The day ended with a wonderful dinner session hosted by Dr Kawasaki with the representatives from the two institutions we visited earlier. We had a fun time mingling with them – communication made easy with the Google Translate app. I discovered another side of Japanese people where they can be comical, loud and friendly as opposed to the belief that they are always formal, polite and conforming. It was a very good experience getting to know them a better and interacting with them in a social environment.
We visited Ishikiri Seiki Hospital in the first half of the day where we toured to their ICU, TSSU and OT. This time round, we were required to change into the scrub suit to take a better look into their operating theatres. Compared to the OTs in a typical restructured hospital in Singapore, the perioperative nurses in Japanese hospitals are not specialised in a single discipline. They are experienced in scrubbing and circulating for any and all cases competently– which is pretty impressive! Their OT layouts were slightly different from SGH, as their scrub sinks were places outside the main corridor of the theatre itself and that had automatic sterile towels dispensing machines.

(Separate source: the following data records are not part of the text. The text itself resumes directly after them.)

Issue #4508, opened 2019-09-18
Add ability to order threads in different ways


BenKelly99:
**Describe the bug**
In the forum, the "reverse-time" search method (Chronological \\/) does not change the order in which the threads are displayed

**Expected behavior**
It should sort the posts from oldest to newest, perhaps with recent announcements at the top.

**To Reproduce**
1. Go a forum with some posts
2. Rank them by "reverse-time"/Chronological \\/
3. See error

**Configuration**
 - OS: Windows
 - Browser: Chrome

elihschiff:
It looks like the different ways of sorting only apply to comments within a thread not the list of threads on the left. I tested and the modes seem to be working fine for the comments. 

However I do think it would be helpful to add a second sort button that is for the list of threads on the left as they are always sorted by post date as far as I can tell.

AngadSethi:
Hello!

I am working on this issue. I'm adding options to sort the threads by _alphabetical order of thread titles_, _chronological ascending_, _chronological descending_ and by _thread IDs_. Is there any other option that I should incorporate?

Also, is it fine if I modify the function `getSortedThreads()` at `site/app/controllers/forum/ForumController2.php ` to get the job done?

A side note : I think the bug label should be removed since it really isn't a bug. The sorting function works perfectly in the posts section

Regards
Angad

AngadSethi:
Hello!

Linked a pull request. Please review.

Regards
Angad Sethi

bmcutler:
Closing this issue request because it is low priority and unlikely to be highly used.  

The UI already contains other ways to sort that are rarely used (but used by power users w/ teaching staff access for specific grading needs).

The issue stems from a confusion about what the current chrono sort feature does (it only sorts posts within a thread, never the threads).  We will be tweaking the visual/text to make the existing functionality more clear.

See also #9375

PR #9082, opened 2023-03-22
seems to work

niyozbek:
-sort by row_number is overridden by id sorting
-cookie seems to be useless to removed while passing option from javascript -sorting button appears inside "more" dropdown, related button hover

### DIFF
--- a/site/app/libraries/database/DatabaseQueries.php
+++ b/site/app/libraries/database/DatabaseQueries.php
@@ -563,7 +563,7 @@ SQL;
      * @param  int      $thread_id          If blockNumber is not known, find it using thread_id
      * @return array    Ordered filtered threads - array('block_number' => int, 'threads' => array(threads))
      */
-    public function loadThreadBlock($categories_ids, $thread_status, $unread_threads, $show_deleted, $show_merged_thread, $current_user, $blockNumber, $thread_id) {
+    public function loadThreadBlock($categories_ids, $thread_status, $unread_threads, $show_deleted, $show_merged_thread, $current_user, $blockNumber, $thread_id, $sortOption = null) {
         $blockSize = 30;
         $loadLastPage = false;
 
@@ -600,6 +600,11 @@ SQL;
         }
         $query_offset = ($blockNumber - 1) * $blockSize;
         $this->buildLoadThreadQuery($categories_ids, $thread_status, $unread_threads, $show_deleted, $show_merged_thread, $current_user, $query_select, $query_join, $query_where, $query_order, $query_parameters, true, true);
+        if ($sortOption == "time") {
+            $query_order = "t.id ASC";
+        } else if ($sortOption == "reverse-time") {
+            $query_order = "t.id DESC";
+        }
         $query = "SELECT {$query_select} FROM threads t {$query_join} WHERE {$query_where} ORDER BY {$query_order} LIMIT ? OFFSET ?";
         $query_parameters[] = $blockSize;
         $query_parameters[] = $query_offset;
--- a/site/app/controllers/forum/ForumController.php
+++ b/site/app/controllers/forum/ForumController.php
@@ -865,14 +865,14 @@ class ForumController extends AbstractController {
         return null;
     }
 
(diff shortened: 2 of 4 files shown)


site/app/libraries/database/DatabaseQueries.php
```diff
@@ -600,7 +600,14 @@ public function loadThreadBlock($categories_ids, $thread_status, $unread_threads
...
         $this->buildLoadThreadQuery($categories_ids, $thread_status, $unread_threads, $show_deleted, $show_merged_thread, $current_user, $query_select, $query_join, $query_where, $query_order, $query_parameters, true, true);
-        $query = "SELECT {$query_select} FROM threads t {$query_join} WHERE {$query_where} ORDER BY {$query_order} LIMIT ? OFFSET ?";
+        if ($sortOption == "time") {
+            $query_order = "t.id ASC";
+        }
+        elseif ($sortOption == "reverse-time") {
+            $query_order = "t.id DESC";
+        }
+        $query = "SELECT {$query_s
+        elect} FROM threads t {$query_join} WHERE {$query_where} ORDER BY {$query_order} LIMIT ? OFFSET ?";
```
williamjallen, line 610: Was this change intentional?

site/app/libraries/database/DatabaseQueries.php
```diff
@@ -600,7 +600,14 @@ public function loadThreadBlock($categories_ids, $thread_status, $unread_threads
         }
         $query_offset = ($blockNumber - 1) * $blockSize;
         $this->buildLoadThreadQuery($categories_ids, $thread_status, $unread_threads, $show_deleted, $show_merged_thread, $current_user, $query_select, $query_join, $query_where, $query_order, $query_parameters, true, true);
-        $query = "SELECT {$query_select} FROM threads t {$query_join} WHERE {$query_where} ORDER BY {$query_order} LIMIT ? OFFSET ?";
+        if ($sortOption == "time") {
```
williamjallen, line 603: It's generally better to use strict equality in PHP
```suggestion
        if ($sortOption === "time") {
```

site/app/libraries/database/DatabaseQueries.php
```diff
@@ -600,7 +600,14 @@ public function loadThreadBlock($categories_ids, $thread_status, $unread_threads
...
+            $query_order = "t.id ASC";
+        }
+        elseif ($sortOption == "reverse-time") {
```
williamjallen, line 606: Same here

site/app/libraries/database/DatabaseQueries.php
```diff
@@ -600,7 +600,14 @@ public function loadThreadBlock($categories_ids, $thread_status, $unread_threads
...
+            $query_order = "t.id DESC";
+        }
```
williamjallen, line 608: Do we need an "else" case here?

williamjallen (changes requested):

site/app/libraries/database/DatabaseQueries.php
niyozbek: So, by default, it was not set here. When I checked value of $query_order was  set by buildLoadThreadQuery as "row_number". So I did not write else condition not to delete the behavior that works without sorting. What would be a better approach?

site/app/libraries/database/DatabaseQueries.php
niyozbek: no, it is not. i fixed it

hansongu123 (changes requested):
Despite the small changes, clicking on the two new options in the forum dropdown doesn't seem to be changing the ordering of the threads or posts.
image
image
Which unfortunately doesn't close #4508

(But the feature seems to be working in the Instructor's UI)

04vmatsibekker (commented):
For me, when testing it out the changes seem to work fine. When on the discussion forum you could change the order of the threads, and once you have entered a thread you could only change the order of the posts. 


I tried the changes as a student and as an instructor, and I saw that both worked

bmcutler:
Thanks for the contribution, but we've decided that the original issue was due to a confusion about the existing functionality rather than a need for new functionality.  And the new functionality will make the interface more cluttered and potentially confusing.  So we will be closing this issue and this PR.

Note:  related new issue #9375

Our final stop was Kansai Medical University Hospital – the biggest institution throughout our visit. Needless to say, it was massive, and we were welcomed by a group of nurses which includes their Deputy Director of Nursing and Nursing heads. We had a short briefing from each department representatives which covered their focus and workflow. Unlike in Singapore, their ICU nurses are required to don the splash-proof eyewear and surgical caps. Staff in the hospital have their own canteen – I like this concept as with the limited time nurses have with our breaks, we will not need to compete with patients or visitors in queue to get our meal during peak timings. With 19 operating theatres are huge and they only have slightly over 60 perioperative nurses. Each nurse goes through three years of training and from their fourth year onwards, they take up leadership roles. There will only be two Perioperative nurses deployed per theatre and in case of emergencies, they may be deployed to the emergency department to assist. Each theatre is huge and every possible equipment is stored in the theatre itself. Perioperative nurses and surgeons order instruments needed for the next day list to prevent shortfalls. The TSSU has an impressive built-in storage system too! The hospital has an emergency response team since it is the appointed institution for receiving these cases.